● REQUIRED ACTION:
Search the listing below for the word "Response", and copy every line in which it turns up.

● GIVEN RECORDS:
[Start of section]
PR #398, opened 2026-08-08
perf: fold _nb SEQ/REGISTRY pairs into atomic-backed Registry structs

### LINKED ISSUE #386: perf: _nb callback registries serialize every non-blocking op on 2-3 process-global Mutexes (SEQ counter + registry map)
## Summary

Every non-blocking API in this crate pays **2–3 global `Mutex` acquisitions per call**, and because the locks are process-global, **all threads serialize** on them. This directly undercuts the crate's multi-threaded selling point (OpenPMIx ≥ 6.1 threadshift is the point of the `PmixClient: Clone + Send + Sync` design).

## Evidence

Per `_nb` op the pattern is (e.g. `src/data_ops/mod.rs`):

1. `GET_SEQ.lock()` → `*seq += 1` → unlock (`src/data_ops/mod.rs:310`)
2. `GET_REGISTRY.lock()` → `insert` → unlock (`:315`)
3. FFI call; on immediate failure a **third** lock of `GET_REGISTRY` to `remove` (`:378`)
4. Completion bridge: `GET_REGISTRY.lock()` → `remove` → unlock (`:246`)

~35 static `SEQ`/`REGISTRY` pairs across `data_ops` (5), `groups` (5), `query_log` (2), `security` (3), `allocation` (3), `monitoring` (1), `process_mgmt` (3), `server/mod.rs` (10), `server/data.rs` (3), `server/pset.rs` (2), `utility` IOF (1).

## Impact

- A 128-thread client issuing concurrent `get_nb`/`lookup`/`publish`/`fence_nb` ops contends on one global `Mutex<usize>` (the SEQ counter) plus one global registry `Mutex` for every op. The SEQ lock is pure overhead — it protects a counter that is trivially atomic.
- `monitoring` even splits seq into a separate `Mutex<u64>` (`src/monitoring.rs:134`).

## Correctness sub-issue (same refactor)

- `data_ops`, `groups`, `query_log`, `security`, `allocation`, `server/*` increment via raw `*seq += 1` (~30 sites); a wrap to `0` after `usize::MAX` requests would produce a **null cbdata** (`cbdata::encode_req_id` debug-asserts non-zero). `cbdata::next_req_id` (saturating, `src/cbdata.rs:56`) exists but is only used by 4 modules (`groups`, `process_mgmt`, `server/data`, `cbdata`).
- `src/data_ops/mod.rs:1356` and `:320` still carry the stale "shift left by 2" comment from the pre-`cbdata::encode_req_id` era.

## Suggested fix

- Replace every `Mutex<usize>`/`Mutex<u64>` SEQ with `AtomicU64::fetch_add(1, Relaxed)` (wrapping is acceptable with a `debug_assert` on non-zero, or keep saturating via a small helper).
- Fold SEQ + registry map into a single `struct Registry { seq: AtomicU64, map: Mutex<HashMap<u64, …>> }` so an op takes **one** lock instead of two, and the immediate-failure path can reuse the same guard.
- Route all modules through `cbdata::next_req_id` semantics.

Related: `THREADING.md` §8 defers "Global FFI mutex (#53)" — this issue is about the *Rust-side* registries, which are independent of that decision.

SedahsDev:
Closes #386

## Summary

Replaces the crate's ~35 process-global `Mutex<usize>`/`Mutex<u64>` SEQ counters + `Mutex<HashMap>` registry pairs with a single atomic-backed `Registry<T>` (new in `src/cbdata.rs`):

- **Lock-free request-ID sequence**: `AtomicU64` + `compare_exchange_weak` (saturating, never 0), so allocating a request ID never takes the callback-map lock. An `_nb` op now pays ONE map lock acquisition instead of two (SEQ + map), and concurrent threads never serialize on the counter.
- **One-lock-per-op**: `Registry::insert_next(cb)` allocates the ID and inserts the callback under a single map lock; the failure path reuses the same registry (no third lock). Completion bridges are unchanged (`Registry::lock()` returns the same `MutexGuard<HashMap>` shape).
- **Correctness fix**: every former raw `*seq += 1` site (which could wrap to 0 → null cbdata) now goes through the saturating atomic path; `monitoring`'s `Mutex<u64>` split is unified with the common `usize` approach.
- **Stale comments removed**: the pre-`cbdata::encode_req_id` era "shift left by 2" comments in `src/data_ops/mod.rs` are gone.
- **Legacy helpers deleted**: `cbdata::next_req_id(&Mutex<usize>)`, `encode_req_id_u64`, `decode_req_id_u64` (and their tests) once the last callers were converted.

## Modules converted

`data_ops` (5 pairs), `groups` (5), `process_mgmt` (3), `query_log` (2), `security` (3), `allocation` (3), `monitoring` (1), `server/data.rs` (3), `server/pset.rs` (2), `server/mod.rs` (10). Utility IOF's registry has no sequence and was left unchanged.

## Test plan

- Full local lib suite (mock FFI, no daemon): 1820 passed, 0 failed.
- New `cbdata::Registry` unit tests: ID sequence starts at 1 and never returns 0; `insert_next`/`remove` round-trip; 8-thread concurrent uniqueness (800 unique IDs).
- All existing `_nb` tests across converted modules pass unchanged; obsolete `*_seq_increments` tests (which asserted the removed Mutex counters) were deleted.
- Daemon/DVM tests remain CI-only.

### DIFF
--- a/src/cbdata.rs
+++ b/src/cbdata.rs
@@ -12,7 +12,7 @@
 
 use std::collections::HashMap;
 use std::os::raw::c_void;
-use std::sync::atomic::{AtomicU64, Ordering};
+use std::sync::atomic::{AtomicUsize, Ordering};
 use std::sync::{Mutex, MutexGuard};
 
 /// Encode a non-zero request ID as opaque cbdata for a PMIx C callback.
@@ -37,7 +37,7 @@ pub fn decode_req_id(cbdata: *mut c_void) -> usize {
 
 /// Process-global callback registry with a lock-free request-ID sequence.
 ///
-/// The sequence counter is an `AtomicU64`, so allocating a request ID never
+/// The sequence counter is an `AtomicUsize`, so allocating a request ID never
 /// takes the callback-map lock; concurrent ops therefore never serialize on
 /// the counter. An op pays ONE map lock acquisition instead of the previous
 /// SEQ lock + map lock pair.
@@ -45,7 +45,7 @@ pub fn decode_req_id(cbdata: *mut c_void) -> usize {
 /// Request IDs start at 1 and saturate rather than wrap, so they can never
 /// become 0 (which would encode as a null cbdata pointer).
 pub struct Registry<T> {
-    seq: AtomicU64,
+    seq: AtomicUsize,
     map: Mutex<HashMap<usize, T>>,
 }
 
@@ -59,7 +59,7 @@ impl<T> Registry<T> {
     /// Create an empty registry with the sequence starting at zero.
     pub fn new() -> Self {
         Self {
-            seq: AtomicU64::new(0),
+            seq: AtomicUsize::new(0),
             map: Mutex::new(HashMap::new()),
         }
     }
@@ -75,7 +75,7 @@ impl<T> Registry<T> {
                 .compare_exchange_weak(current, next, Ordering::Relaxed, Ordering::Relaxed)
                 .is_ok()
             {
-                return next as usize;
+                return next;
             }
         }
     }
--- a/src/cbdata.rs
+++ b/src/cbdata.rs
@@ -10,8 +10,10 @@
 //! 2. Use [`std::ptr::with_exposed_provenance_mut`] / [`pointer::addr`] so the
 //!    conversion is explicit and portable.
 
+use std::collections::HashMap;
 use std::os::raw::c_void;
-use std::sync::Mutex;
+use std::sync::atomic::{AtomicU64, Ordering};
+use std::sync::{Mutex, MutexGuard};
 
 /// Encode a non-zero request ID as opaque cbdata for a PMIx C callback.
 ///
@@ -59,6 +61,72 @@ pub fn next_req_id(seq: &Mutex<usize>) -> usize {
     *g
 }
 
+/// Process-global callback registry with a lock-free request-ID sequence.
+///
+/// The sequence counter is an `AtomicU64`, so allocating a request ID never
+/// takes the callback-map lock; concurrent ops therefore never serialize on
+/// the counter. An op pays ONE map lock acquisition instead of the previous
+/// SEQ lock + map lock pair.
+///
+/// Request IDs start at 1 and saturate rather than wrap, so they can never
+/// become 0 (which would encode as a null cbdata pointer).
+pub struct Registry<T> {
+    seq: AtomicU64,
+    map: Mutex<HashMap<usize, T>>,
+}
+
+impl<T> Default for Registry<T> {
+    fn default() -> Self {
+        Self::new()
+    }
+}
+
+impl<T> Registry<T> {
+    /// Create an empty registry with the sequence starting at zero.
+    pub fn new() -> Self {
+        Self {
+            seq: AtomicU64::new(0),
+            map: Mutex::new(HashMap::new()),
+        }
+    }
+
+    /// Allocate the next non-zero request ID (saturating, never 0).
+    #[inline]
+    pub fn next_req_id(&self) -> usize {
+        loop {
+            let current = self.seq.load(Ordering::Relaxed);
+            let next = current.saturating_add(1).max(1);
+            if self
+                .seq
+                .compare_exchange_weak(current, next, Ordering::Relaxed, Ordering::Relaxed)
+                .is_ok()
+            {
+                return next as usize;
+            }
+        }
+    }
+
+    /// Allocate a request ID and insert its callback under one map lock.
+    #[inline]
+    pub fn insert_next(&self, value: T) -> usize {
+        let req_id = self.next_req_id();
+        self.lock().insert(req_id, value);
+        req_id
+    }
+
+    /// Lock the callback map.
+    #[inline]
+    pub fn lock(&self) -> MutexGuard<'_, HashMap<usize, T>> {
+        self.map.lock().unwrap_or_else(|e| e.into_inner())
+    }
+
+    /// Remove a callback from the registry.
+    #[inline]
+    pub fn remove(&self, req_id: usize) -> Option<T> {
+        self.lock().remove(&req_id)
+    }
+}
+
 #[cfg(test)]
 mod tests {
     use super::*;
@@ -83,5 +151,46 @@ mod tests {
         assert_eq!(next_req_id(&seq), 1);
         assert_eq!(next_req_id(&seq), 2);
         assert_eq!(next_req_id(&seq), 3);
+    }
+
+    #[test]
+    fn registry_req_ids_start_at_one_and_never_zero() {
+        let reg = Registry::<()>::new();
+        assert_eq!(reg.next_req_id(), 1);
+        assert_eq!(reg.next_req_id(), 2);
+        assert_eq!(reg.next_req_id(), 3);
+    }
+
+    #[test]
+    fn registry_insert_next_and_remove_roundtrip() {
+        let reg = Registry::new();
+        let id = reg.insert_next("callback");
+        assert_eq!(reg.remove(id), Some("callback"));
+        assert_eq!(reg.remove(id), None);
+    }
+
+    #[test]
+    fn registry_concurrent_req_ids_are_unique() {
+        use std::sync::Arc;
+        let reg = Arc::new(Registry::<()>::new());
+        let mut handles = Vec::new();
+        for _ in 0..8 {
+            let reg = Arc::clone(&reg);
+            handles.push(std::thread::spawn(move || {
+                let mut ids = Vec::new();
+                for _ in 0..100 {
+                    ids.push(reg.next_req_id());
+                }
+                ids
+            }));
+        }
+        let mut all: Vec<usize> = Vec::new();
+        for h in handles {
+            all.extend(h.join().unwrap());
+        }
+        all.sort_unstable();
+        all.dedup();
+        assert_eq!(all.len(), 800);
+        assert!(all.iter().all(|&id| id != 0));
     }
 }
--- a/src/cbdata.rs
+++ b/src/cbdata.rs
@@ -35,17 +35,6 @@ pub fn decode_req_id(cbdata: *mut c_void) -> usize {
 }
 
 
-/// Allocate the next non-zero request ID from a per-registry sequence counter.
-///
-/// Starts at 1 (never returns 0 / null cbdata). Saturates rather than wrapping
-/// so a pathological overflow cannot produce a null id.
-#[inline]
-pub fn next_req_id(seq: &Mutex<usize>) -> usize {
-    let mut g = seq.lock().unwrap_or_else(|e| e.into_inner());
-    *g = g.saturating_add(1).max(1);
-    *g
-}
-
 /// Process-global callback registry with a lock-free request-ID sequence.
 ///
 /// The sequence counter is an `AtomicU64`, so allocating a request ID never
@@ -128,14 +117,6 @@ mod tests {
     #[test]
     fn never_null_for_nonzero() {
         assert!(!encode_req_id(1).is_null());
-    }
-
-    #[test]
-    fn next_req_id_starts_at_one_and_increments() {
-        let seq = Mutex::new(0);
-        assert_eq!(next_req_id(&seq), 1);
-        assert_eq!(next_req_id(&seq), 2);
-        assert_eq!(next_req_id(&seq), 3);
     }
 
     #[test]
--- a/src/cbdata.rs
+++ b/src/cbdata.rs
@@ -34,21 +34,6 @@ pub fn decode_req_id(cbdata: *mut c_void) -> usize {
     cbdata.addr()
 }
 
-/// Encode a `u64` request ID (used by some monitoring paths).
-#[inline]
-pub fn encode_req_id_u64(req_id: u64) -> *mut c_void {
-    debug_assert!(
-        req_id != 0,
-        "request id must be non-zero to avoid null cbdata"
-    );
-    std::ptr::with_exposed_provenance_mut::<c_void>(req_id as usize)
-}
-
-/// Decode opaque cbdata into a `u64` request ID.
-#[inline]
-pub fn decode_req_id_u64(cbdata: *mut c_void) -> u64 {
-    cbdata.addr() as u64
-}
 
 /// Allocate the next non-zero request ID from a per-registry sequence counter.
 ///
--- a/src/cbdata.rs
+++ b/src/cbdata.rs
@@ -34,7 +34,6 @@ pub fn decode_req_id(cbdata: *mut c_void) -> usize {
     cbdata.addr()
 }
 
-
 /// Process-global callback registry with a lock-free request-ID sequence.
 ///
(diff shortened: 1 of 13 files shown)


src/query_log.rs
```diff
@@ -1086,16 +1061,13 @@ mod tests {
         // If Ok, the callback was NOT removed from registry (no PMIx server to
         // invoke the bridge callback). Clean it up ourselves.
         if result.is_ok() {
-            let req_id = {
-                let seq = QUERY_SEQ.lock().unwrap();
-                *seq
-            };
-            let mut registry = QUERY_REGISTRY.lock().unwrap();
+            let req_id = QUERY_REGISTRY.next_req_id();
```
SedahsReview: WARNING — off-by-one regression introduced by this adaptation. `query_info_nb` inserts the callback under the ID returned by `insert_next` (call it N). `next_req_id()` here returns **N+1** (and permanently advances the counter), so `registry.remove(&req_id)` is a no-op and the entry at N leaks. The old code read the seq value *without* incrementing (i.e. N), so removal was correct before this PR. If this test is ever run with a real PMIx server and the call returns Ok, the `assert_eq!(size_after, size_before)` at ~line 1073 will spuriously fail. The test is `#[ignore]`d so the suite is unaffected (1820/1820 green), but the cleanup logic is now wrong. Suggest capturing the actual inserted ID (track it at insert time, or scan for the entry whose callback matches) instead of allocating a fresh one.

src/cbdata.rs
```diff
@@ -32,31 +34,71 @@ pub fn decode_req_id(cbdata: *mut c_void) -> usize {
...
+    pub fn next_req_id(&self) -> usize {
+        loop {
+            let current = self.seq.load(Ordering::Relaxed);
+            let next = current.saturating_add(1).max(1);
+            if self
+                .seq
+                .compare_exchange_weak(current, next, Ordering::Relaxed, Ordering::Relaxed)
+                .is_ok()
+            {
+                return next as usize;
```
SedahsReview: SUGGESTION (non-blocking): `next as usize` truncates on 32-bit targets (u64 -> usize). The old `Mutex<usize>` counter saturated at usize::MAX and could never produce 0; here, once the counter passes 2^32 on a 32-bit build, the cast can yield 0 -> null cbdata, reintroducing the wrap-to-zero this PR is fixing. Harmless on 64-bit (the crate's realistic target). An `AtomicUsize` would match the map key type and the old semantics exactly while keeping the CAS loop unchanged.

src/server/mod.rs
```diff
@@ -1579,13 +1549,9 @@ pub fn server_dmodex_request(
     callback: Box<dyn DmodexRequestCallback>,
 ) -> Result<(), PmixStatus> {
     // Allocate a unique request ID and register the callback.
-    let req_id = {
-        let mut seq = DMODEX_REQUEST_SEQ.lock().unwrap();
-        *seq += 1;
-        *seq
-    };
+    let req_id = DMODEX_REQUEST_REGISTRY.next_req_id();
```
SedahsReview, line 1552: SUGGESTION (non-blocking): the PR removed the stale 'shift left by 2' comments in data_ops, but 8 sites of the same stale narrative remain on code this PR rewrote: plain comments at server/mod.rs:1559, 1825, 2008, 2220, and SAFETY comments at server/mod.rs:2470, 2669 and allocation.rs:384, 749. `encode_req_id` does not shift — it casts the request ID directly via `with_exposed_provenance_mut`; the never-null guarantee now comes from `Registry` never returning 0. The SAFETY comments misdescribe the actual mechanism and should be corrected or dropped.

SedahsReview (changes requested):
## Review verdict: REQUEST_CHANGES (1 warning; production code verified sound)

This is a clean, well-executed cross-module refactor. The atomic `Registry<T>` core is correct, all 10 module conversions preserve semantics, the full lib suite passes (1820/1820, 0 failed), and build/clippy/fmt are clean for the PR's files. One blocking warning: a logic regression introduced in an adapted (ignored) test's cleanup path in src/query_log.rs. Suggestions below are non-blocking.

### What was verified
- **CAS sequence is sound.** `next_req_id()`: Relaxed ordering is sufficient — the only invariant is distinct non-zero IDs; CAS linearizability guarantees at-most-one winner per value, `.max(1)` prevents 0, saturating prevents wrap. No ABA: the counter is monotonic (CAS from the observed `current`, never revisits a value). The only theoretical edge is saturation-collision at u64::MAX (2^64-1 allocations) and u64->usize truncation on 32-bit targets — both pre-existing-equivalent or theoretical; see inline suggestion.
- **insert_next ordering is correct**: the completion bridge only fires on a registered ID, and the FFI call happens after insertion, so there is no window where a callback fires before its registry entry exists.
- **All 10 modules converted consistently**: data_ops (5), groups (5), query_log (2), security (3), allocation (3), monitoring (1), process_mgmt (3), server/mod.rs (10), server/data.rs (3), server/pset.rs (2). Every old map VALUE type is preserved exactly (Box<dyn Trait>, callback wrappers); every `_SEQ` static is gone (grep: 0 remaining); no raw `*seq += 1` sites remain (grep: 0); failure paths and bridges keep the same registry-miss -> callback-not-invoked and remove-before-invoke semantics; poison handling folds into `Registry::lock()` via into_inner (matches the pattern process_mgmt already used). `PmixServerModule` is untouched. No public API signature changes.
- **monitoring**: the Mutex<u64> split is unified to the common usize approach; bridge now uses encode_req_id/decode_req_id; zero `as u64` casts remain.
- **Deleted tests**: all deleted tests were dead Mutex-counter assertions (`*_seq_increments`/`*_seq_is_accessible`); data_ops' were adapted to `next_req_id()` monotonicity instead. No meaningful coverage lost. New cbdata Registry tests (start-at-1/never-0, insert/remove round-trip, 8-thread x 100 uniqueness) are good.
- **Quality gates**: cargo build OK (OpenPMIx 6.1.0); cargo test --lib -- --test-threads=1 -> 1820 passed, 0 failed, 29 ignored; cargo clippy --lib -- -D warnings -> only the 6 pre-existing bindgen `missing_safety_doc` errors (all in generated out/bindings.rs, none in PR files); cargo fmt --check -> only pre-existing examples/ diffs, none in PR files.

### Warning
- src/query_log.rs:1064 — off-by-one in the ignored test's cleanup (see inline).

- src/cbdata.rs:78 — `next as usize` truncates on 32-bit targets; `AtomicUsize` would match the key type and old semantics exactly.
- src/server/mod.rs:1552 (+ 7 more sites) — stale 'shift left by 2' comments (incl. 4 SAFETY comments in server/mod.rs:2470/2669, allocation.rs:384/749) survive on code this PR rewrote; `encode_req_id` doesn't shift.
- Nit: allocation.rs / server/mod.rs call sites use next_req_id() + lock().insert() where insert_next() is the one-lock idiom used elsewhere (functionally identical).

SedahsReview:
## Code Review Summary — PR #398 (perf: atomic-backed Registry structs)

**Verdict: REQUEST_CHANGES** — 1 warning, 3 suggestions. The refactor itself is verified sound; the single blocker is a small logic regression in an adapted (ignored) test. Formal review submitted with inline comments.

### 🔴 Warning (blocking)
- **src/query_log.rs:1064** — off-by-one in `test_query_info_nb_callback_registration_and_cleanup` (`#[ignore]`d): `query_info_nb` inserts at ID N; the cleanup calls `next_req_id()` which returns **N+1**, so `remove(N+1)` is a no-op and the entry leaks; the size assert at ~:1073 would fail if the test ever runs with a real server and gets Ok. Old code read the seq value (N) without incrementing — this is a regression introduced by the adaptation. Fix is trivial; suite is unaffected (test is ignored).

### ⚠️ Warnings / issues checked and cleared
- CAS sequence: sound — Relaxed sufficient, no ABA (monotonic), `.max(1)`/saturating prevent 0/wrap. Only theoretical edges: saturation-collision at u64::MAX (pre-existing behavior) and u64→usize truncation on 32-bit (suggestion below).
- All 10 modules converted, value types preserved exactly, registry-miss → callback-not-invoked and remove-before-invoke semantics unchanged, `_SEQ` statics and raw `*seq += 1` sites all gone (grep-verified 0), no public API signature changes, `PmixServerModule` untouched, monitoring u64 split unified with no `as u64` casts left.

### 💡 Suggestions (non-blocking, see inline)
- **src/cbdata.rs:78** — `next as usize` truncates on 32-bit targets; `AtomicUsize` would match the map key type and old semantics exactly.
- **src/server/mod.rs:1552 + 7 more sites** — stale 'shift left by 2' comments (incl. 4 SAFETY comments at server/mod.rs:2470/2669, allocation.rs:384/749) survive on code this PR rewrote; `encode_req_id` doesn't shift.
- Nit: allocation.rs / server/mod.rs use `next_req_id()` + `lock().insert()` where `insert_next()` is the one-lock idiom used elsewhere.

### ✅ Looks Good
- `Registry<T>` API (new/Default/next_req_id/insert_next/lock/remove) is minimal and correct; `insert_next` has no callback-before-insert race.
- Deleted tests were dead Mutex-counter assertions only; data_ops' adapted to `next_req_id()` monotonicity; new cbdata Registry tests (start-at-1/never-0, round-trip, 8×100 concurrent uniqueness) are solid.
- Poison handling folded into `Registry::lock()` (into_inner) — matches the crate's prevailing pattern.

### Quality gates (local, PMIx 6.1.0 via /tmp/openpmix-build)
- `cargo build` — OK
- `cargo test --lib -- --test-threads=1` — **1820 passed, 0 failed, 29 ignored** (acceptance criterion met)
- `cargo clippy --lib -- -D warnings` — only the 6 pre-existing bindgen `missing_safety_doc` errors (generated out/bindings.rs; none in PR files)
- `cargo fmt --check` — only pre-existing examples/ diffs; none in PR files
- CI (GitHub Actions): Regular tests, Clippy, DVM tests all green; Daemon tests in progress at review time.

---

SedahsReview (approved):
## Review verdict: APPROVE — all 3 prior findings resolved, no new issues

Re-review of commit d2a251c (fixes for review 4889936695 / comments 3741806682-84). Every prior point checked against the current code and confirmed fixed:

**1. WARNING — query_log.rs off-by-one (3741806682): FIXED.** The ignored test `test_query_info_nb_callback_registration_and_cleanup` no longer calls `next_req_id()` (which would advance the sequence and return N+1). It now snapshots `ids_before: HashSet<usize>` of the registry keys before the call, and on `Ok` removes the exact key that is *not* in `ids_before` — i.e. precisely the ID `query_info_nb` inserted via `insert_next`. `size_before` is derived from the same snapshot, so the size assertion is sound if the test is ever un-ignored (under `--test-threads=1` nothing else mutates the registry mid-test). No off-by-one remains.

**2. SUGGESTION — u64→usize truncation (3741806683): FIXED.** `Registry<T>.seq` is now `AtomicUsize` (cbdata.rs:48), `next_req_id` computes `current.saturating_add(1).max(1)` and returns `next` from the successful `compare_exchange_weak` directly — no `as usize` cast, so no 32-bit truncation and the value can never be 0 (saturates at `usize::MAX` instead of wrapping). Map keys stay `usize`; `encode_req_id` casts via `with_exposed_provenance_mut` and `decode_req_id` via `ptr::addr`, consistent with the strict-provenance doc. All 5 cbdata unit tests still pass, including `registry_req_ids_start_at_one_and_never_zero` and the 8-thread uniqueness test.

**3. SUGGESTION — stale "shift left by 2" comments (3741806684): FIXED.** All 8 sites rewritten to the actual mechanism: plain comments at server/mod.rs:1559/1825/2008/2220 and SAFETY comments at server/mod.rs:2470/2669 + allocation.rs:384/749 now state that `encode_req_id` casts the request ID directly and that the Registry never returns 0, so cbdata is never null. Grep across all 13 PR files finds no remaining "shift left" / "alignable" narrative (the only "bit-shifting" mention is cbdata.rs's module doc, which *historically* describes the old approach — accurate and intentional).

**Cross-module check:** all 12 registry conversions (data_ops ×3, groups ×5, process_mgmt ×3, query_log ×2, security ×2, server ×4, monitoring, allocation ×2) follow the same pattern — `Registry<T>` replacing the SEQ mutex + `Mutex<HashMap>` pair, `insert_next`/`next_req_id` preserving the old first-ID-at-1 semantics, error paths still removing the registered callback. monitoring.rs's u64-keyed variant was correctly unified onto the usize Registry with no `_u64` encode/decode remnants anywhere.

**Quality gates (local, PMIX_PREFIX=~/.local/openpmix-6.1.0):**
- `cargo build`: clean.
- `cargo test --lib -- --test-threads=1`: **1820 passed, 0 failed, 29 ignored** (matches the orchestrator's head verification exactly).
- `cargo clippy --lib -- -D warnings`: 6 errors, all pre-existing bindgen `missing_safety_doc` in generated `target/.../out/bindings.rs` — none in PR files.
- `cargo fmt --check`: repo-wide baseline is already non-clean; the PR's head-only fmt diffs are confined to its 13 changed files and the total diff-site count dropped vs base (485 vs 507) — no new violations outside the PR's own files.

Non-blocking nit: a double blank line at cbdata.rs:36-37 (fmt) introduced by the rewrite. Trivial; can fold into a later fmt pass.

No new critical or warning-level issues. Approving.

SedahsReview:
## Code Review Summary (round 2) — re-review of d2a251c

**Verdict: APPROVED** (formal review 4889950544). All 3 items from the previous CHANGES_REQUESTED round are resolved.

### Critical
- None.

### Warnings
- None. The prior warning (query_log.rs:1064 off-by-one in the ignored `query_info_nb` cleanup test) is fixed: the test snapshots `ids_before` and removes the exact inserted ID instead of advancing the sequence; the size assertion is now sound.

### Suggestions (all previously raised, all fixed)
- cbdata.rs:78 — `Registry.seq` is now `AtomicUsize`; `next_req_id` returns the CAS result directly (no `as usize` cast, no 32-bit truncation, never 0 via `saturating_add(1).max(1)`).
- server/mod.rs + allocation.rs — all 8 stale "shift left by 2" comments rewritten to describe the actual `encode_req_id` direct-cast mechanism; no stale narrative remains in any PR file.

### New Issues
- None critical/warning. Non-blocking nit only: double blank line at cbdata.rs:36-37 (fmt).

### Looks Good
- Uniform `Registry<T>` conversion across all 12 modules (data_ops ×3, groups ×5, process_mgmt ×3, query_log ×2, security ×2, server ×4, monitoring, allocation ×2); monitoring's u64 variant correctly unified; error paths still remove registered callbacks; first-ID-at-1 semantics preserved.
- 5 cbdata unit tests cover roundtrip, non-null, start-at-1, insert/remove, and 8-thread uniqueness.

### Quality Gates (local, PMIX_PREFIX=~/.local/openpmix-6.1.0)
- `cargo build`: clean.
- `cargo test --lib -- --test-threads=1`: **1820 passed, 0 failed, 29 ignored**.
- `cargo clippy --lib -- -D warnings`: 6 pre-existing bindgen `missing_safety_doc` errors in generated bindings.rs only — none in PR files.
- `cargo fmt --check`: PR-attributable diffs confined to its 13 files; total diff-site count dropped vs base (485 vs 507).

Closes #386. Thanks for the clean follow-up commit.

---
[End of section]
[Start of section]
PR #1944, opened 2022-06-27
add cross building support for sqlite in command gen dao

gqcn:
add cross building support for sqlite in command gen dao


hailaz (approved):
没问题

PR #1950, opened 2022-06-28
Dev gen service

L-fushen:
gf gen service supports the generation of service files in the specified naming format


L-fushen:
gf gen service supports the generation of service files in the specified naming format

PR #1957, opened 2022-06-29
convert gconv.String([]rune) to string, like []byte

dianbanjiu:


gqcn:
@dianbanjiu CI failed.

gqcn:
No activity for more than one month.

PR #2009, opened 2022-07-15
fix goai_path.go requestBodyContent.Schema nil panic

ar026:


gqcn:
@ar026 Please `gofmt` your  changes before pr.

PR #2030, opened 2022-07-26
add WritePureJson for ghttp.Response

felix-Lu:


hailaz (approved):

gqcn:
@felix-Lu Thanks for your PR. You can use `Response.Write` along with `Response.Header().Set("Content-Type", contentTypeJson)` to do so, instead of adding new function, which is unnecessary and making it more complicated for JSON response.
[End of section]
● ANSWER BOX:
add WritePureJson for ghttp.Response
@felix-Lu Thanks for your PR. You can use `Response.Write` along with `Response.Header().Set("Content-Type", contentTypeJson)` to do so, instead of adding new function, which is unnecessary and making it more complicated for JSON response.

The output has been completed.